# New WorldMark Phoenix resort



## cotraveller (Aug 14, 2012)

Another new WorldMark resort has been announced.  From the WorldMark web site, https://www.worldmarktheclub.com/index.shtml

"_Announcing the New WorldMark Phoenix — South Mountain Preserve Resort! 

We have more great news to share! Starting today, we've added another new resort to WorldMark, The Club. WorldMark Phoenix — South Mountain Preserve is now accepting reservations for arrivals starting February 23, 2013."_

No details are are on the web site yet.  It looks like they posted the announcement before loading a more detailed description or inventory.  It doesn't show on the resort gallery or booking pages. Maybe later today they will have more info.


----------



## slum808 (Aug 14, 2012)

I guess they didn't really want to share it today. The announcement is no longer on the WM website.


----------



## GregT (Aug 14, 2012)

slum808 said:


> I guess they didn't really want to share it today.
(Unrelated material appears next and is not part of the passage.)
Issue #691, opened 2024-02-10
Rest Slider modeless


rpatters1:
The Rest Slider would be way more useful if it were modeless. Is there any reason it can't be? Also, either way it should show the selected region somewhere.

The announcement is no longer on the WM website.



I just called them and they said that it was an error that appeared on the website and that the Call Center should apologize to any owners calling in.  The operator was promised an update by the end of the day.

Perhaps WYNDHAM is getting a new property in Phoenix, not Worldmark...we will know soon...

Best,

Greg


----------



## ronparise (Aug 14, 2012)

I think its coming to worldmark, 

Here are some comments from a recent earnings call


Wyndham Worldwide's CEO Discusses Q1 2012 Results - Earnings Call Transcript 
April 25, 2012 |


Now moving to Wyndham Vacation Ownership, which is always -- which is also a recognized industry innovator. Results were stellar at WVO with volume per guest increases of 10% and tour increases of 8%. We're seeing great results from our latest initiative to drive efficiencies, our credit prescreening program. As you know, timeshare is a sold rather than a sought product, and finding good prospects is key to our success. So last year, we introduced the proprietary creditworthiness prescreening program. The rollout of this program is now effectively complete, and it has increased our efficiency by identifying the most qualified prospects for our salespeople. 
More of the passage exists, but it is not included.